Parole che, sullo sfondo di una foto dell’Italia scattata dallo spazio da una astronauta, hanno ribaltato la lettura “classica” tutta incentrata sulle difficoltà del paese

di Andrea Carli


Il messaggio di fine anno del Presidente della Repubblica Sergio Mattarella

3' di lettura

Da “fiducia” a “responsabilità”. E poi ancora: “giovani”, “ambiente”, “futuro”, “attese”, “comune interesse”, “solidarietà”. Sono queste le parole chiave che raccontano in pochi flash il discorso di fine anno del Presidente della Repubblica Sergio Mattarella, il quinto del settennato. Parole che, sullo sfondo di una foto dell’Italia scattata dallo spazio da una astronauta, hanno ribaltato la lettura “classica” tutta incentrata sulle difficoltà del paese e si sono concentrate, ribaltando gli schemi e «allargando lo sguardo oltre il consueto», su quegli aspetti che rendono l’Italia decisamente migliore di come molti la dipingono. «Vi è un'Italia, spesso silenziosa, che non ha mai smesso di darsi da fare», ha sottolineato Mattarella.

Fiducia
È “fiducia” il concetto portante, quello che ha messo subito in evidenza il punto di partenza, ma anche quello di arrivo del ragionamento del Capo dello Stato poco dopo le 20 della sera dell’ultimo dell’anno. «L’Italia - ha ricordato il presidente della Repubblica - riscuote fiducia. Quella stessa fiducia con cui si guarda, da fuori, verso il nostro Paese deve indurci ad averne di più in noi stessi, per dar corpo alla speranza di un futuro migliore». «Abbiamo problemi da non sottovalutare - ha continuato il Capo dello Stato -. Il lavoro che manca per tanti, anzitutto. Forti diseguaglianze. Alcune gravi crisi aziendali. L’esigenza di rilanciare il nostro sistema produttivo. Ma abbiamo ampie possibilità per affrontare e risolvere questi problemi. E per svolgere inoltre un ruolo incisivo nella nostra Europa e nella intera comunità internazionale».

Responsabilità
Al concetto di fiducia, all’idea che l’Italia vista da fuori non è, o non è solo, lo “sguardo consueto”, è legata un’altra parola “di peso” nel discorso del Capo dello Stato: “responsabilità”. Il messaggio, anche in questo caso, è stato per tutti, nessuno escluso. «È importante - ha detto il presidente - anche sviluppare, sempre di più, una cultura della responsabilità che riguarda tutti: dalle formazioni politiche, ai singoli cittadini, alle imprese, alle formazioni intermedie, alle associazioni raccolte intorno a interessi e a valori. La cultura della responsabilità - ha poi aggiunto - costituisce il più forte presidio di libertà e di difesa dei principi, su cui si fonda la Repubblica. Questo comune sentire della società – quando si esprime – si riflette sulle istituzioni per infondervi costantemente un autentico spirito repubblicano».

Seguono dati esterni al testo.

PR #8070, opened 2023-02-14
fix(github)!: Change `github_organization_dependabot_alerts` PK from `(org,number)` to `(org,html_url)`

candiduslynx:
Closes https://github.com/cloudquery/cloudquery-issues/issues/482
Based on https://docs.github.com/en/rest/dependabot/alerts?apiVersion=2022-11-28#get-a-dependabot-alert.

### DIFF
--- a/plugins/source/github/client/columns.go
+++ b/plugins/source/github/client/columns.go
@@ -1,0 +1,13 @@
+package client
+
+import (
+	"github.com/cloudquery/plugin-sdk/schema"
+)
+
+var OrgColumn = schema.Column{
+	Name:            "org",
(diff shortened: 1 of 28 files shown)


shimonp21 (approved):
LGTM 👍 
but maybe keep the relational-table names uppercase, as in the other plugins?

erezrokah:
> but maybe keep the relational-table names uppercase, as in the other plugins?

I think it's good to make them private so they are not mistakly added to the top level tables. We had a few cases before:
https://github.com/cloudquery/cloudquery/pull/7632

hermanschaaf (approved):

Gli squibri demografici e i giovani
Il nesso tra i due concetti, quello di fiducia e quello di responsabilità, è nell’immagine delle nuove generazioni. «Ogni società ha sempre bisogno dei giovani. Se possibile ancor di più oggi che la durata della vita è cresciuta e gli equilibri demografici si sono spostati verso l'età più avanzata», ha detto Mattarella. «La fiducia va trasmessa ai giovani, ai quali viene sovente chiesta responsabilità, ma a cui dobbiamo al contempo affidare responsabilità». Ancora: occorre «investire molto sui giovani. Diamo loro fiducia, anche per evitare l'esodo verso l'estero. Diamo loro occasioni di lavoro correttamente retribuito. Favoriamo il formarsi di nuove famiglie».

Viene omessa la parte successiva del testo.